From ScienceDaily.com is an article we can use to help with visulization ideas.
The latest generation of cancer chemotherapeutic drugs specifically targets mutant enzymes or "oncoproteins" that have run amok and now promote uncontrolled cell growth. Cancer cells, with their backs against the wall, have the tendency to fight back. A major goal of cancer research is to frustrate these acts of cellular desperation.
In a forthcoming issue of Cancer Cell, investigators at the Salk Institute for Biological Studies uncover one means cancer cells use to stay alive and in doing so suggest a strategy to overcome their tendency to fight back. The study, shows that resistance to the chemotherapeutic drug rapamycin is mediated by the survival factor NF-kB.
Rapamycin, like the pharmaceutical superstar Gleevec, which revolutionized the treatment of chronic myelogenous leukemia, is a so-called signal transduction inhibitor or STI, a small molecule that stifles inappropriate growth signals sent by mutant proteins in cancer cells.
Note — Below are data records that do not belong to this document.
PR #176, opened 2021-01-19
Add new NuGet package of the EntityFramework Handler with support for EF5

arturomonge:
This is another possible solution to #174

In this solution, we add a new NuGet package named `AWSXRayRecorder.Handlers.EntityFramework5` with support for EF5. This way, both packages (the one with support for EF3.1 and the one with support for EF5) can be maintained separately in the same code line.


arturomonge:
As per the comments [here](https://github.com/aws/aws-xray-sdk-dotnet/issues/174#issuecomment-767182411), another solution is desired so I'm closing this pull request.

The Hunter lab previously showed that mouse cells lacking tumor suppressors known as TSC genes are more susceptible to the lethal effects of chemotherapeutic agents than are normal cells. Why cells from these TSC null mice were so poorly equipped to survive was not entirely clear.
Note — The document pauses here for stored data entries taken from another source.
PR #179, opened 2021-02-11
Added release workflow

lupengamzn:
*Description of changes:*

Added workflow to release assets and generate tag on this repo


.github/workflows/release.yml
```diff
@@ -0,0 +1,27 @@
...
+      - name: Create Release
+        id: create_release
+        uses: actions/create-release@v1
+        env:
+          GITHUB_TOKEN: ${{ secrets.GITHUB_TOKEN }}
+        with:
+          tag_name: 'v${{ github.event.inputs.version }}'
+          release_name: 'Release ${{ github.event.inputs.version }}'
+          body: 'Please refer [change-log](https://github.com/aws/aws-xray-sdk-dotnet/blob/master/CHANGELOG.md) for more details'
+          draft: false
```
bhautikpip, line 26: we should set this flag as `true`

.github/workflows/release.yml
```diff
@@ -0,0 +1,27 @@
...
+      - name: Checkout master branch
+        uses: actions/checkout@v2
+
+      - name: Create Release
+        id: create_release
+        uses: actions/create-release@v1
+        env:
+          GITHUB_TOKEN: ${{ secrets.GITHUB_TOKEN }}
+        with:
+          tag_name: 'v${{ github.event.inputs.version }}'
```
bhautikpip, line 23: We should add capital `V` here? looks like all the .NET tag follows V2.9.0, V2.8.0 and so on from [here](https://github.com/aws/aws-xray-sdk-dotnet/tags)

.github/workflows/release.yml
lupengamzn: Updated

bhautikpip (approved):
LGTM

Now, the team found that human cells lacking TSC genes were vulnerable to chemotherapeutic attack because they couldn't activate a major line of defense mediated by the Nuclear Factor kappa B, known as NF-kB, which triggers both inflammatory and survival responses by inducing transcription of specific genes.
Not only did this explain why TSC null cells are vulnerable to insult, but it also provided biochemical evidence that there is crosstalk between two survival mechanisms. The findings show for the first time that the TSC complex can regulate the NF-kB signaling cascade.
The experiments also explained a paradox: TSC null cells treated with rapamycin actually survived cellular insult better than untreated cells-a highly inauspicious outcome if the goal is to kill cancer cells. By increasing NF-kB activity in the TSC null cells when they were exposed to chemotherapeutic drugs.
Rapamycin, an immunosuppressant used to block organ rejection after transplants, also inactivates proteins stimulating cell division and in clinical trials has been combined with other drugs to halt cancer cell growth.
But to cancer cells, rapamycin is both friend and foe. "Rapamycin is not as successful as initially expected in treating cancer," explains Ghosh. "Instead of killing cells, you end up triggering a survival response in them." This study, however, suggests that taking NF-kB out of the game would make rapamycin less "friendly."
A major problem of chemotherapy is that sooner or later cancer cells develop resistance, which requires higher and higher doses of chemotherapeutics. Rapamycin-mediated killing of cancer cells could be increased by inhibiting the function of NF-kB proteins.
So, how does all this apply to our work as hypnotherapists? Let's help our clients by visualizing the cancer cells just giving up! Talk to the proteins and let them just stop stimulating unwanted cell growth. Let those cancer cells just stop fighting back.